Commerce and industry minister Piyush Goyal on Sunday asked the World Trade Organisation (WTO) to find a permanent solution to the long-pending issue of public-stockholding for food security. In his intervention at the plenary session of the WTO’s 12th ministerial conference (MC) in Geneva, he also asked advanced fishing nations to take on the responsibility of slashing their massive dole-outs that have resulted in the over-exploitation of the world’s fish stocks.
India slammed inadequate action by the multilateral body in responding to the Covid crisis and ensuring greater availability of vaccines and other medical products in poor and developing countries, as it called on the multilateral institution to adopt a “people-first approach” to trade.

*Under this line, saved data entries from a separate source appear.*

PR #10799, opened 2025-08-05
Resolve CPP Arrow Build

### LINKED ISSUE #10796: C++ SDK compilation fails with CMake > 4.0
**Describe the bug**

`rerun_cpp_sdk` fails to compile on macOS with CMake > 4.0.

Since CMake 4.0, compatibility with CMake < 3.5 has been removed. That means that any project with `cmake_minimum_required(<3.5)` will fail to compile. That is the case for some dependencies of arrow (as tracked [here](https://github.com/apache/arrow/issues/45985)) and consequently makes Rerun fail to compile.

**Workaround**

Until arrow updates its dependencies, Rerun can be compiled by setting the environment variable `export CMAKE_POLICY_VERSION_MINIMUM=3.5`. It would be nice to be able to pass it directly as a CMake flag via `-DCMAKE_POLICY_VERSION_MINIMUM=3.5`, but that is somehow not forwarded by Rerun (as mentioned briefly on [Discord](https://discord.com/channels/1062300748202921994/1075873257124810852/1401910471656734752)).

**To Reproduce**

1. Download and extract the artifact: [sdk](https://github.com/rerun-io/rerun/releases/download/0.24.0/rerun_cpp_sdk.zip).
2. Compile manually with: `cmake -Bbuild` and `cmake --build build`.
3. Compilation fails when compiling arrow (see screenshot and backtrace for the error).

The same goes if you try to use Rerun via `FetchContent` (for example when compiling the dna example).

**Expected behavior**

`rerun_cpp_sdk` should compile.

**Screenshots**

Image

**Backtrace**

[arrow_cpp-build-out.log](https://github.com/user-attachments/files/21591403/arrow_cpp-build-out.log)

Relevant log:

```log
CMake Error at CMakeLists.txt:1 (cmake_minimum_required):
  Compatibility with CMake < 3.5 has been removed from CMake.

  Update the VERSION argument <min> value.  Or, use the <min>...<max> syntax
  to tell CMake that the project requires at least <min> but has been updated
  to work with policies introduced by <max> or earlier.

  Or, add -DCMAKE_POLICY_VERSION_MINIMUM=3.5 to try configuring anyway.
```

**Desktop:**

 - OS: macOS Sequoia 15.5
 - CMake: 4.0.3

**Rerun version**

0.24.0, taken directly from the release page

**Additional context**

I have some colleagues reporting this on Rerun 0.22.0 as well. It probably affects all Rerun versions.

ntjohnson1:
### Related
* closes #10796 

### What
This checks for newer CMake and automatically applies an automatic workaround.
If a user explicitly provides a `CMAKE_POLICY_VERSION_MINIMUM` we defer to that.

Verified by running the cmake commands from `cpp-compile-all`
```console
cmake -G 'Ninja' -B build/debug -S . -DCMAKE_BUILD_TYPE=Debug
cmake --build build/debug --config Debug --target ALL
```
This works

```console
cmake -G 'Ninja' -B build/debug -S . -DCMAKE_BUILD_TYPE=Debug -DCMAKE_POLICY_VERSION_MINIMUM=4.0
cmake --build build/debug --config Debug --target ALL
```
This intentionall fails

### DIFF
--- a/rerun_cpp/download_and_build_arrow.cmake
+++ b/rerun_cpp/download_and_build_arrow.cmake
@@ -69,6 +69,8 @@ function(download_and_build_arrow)
 
     if(CMAKE_VERSION VERSION_GREATER_EQUAL "4.0")
         # TODO(#10798): Arrow can't support CMake 4.0 yet
+        # See arrow issue linked from our internal issue above for more details.
+        # See here for what this does https://cmake.org/cmake/help/latest/variable/CMAKE_POLICY_VERSION_MINIMUM.html
         set(VERSION_PATCH -DCMAKE_POLICY_VERSION_MINIMUM=3.5)
     else()
         set(VERSION_PATCH "")
--- a/rerun_cpp/download_and_build_arrow.cmake
+++ b/rerun_cpp/download_and_build_arrow.cmake
@@ -68,7 +68,7 @@ function(download_and_build_arrow)
     endif()
 
     if(CMAKE_VERSION VERSION_GREATER_EQUAL "4.0")
-        # TODO(nick): Remove when resolved  # See https://github.com/apache/arrow/issues/45985
+        # TODO(#10798): Arrow can't support CMake 4.0 yet
         set(VERSION_PATCH -DCMAKE_POLICY_VERSION_MINIMUM=3.5)
     else()
         set(VERSION_PATCH "")
--- a/rerun_cpp/download_and_build_arrow.cmake
+++ b/rerun_cpp/download_and_build_arrow.cmake
@@ -74,6 +74,11 @@ function(download_and_build_arrow)
         set(VERSION_PATCH "")
     endif()
 
+    # Allow for CMAKE_POLICY Override
+    if(CMAKE_POLICY_VERSION_MINIMUM)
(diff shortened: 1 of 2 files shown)


rerun_cpp/download_and_build_arrow.cmake
```diff
@@ -67,6 +67,18 @@ function(download_and_build_arrow)
         set(ARROW_CMAKE_PRESET ninja-release-minimal)
     endif()
 
+    if(CMAKE_VERSION VERSION_GREATER_EQUAL "4.0")
+        # TODO(#10798): Arrow can't support CMake 4.0 yet
```
Wumpf, line 71:
```suggestion
        # TODO(apache/arrow#45985): Arrow can't support CMake 4.0 yet
```

edit: doesn't work after all

Wumpf: Imho this should link to https://cmake.org/cmake/help/latest/variable/CMAKE_POLICY_VERSION_MINIMUM.html and try to explain a bit more what's going on; or maybe just link to the origin issue to add context. Had no idea about this stuff and I doubt it's all that common knowledge :)

ntjohnson1: I can add a link to the cmake doc. The arrow issue itself actually discusses it a bit and lists the workaround used here, so it felt like that was the best link. Basically we depend on arrow who depends on other things who don't work with cmake > 4.0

While Goyal didn’t explicitly mention India’s 2020 proposal at the WTO for an intellectual property rights waiver for Covid-19 vaccines, drugs and diagnostic devices to better fight the pandemic globally, he said: “My country ramped up supplies of medical products…globally. Unfortunately, the WTO could not respond with alacrity. We have let down the people of the LDCs (least developing countries) and developing countries. The rich countries need to introspect! We need to bow our heads in shame for our inability to respond to the pandemic in time.”
The proposal — floated jointed by India and South Africa — has faced stiff resistance mainly from the EU, the UK and Switzerland, although the US, after initial reluctance, endorsed a waiver.
Goyal asserted that, before moving on to newer areas of discussion, the WTO must find a permanent remedy to the crucial issue of public stock-holding for food security, which “should be the topmost priority for MC12”, especially in the wake of the pandemic.
India’s key procurement programmes are protected from penal provisions under a peace clause secured at the WTO’s Bali ministerial in 2013 (its permanent status was affirmed in late 2014). But a lasting solution would ensure this protection gets further bolstered and the disputes settlement mechanism of the WTO won’t consider appeal of any nation in this regard.
Amid demand by advanced fishing nations that others, too, give greater commitment to reduce harmful fishery subsidies, Goyal made it clear that the right to life and livelihood of millions of Indian fishermen, who have been undertaking only subsistence fishing, “cannot be curtailed in any manner”.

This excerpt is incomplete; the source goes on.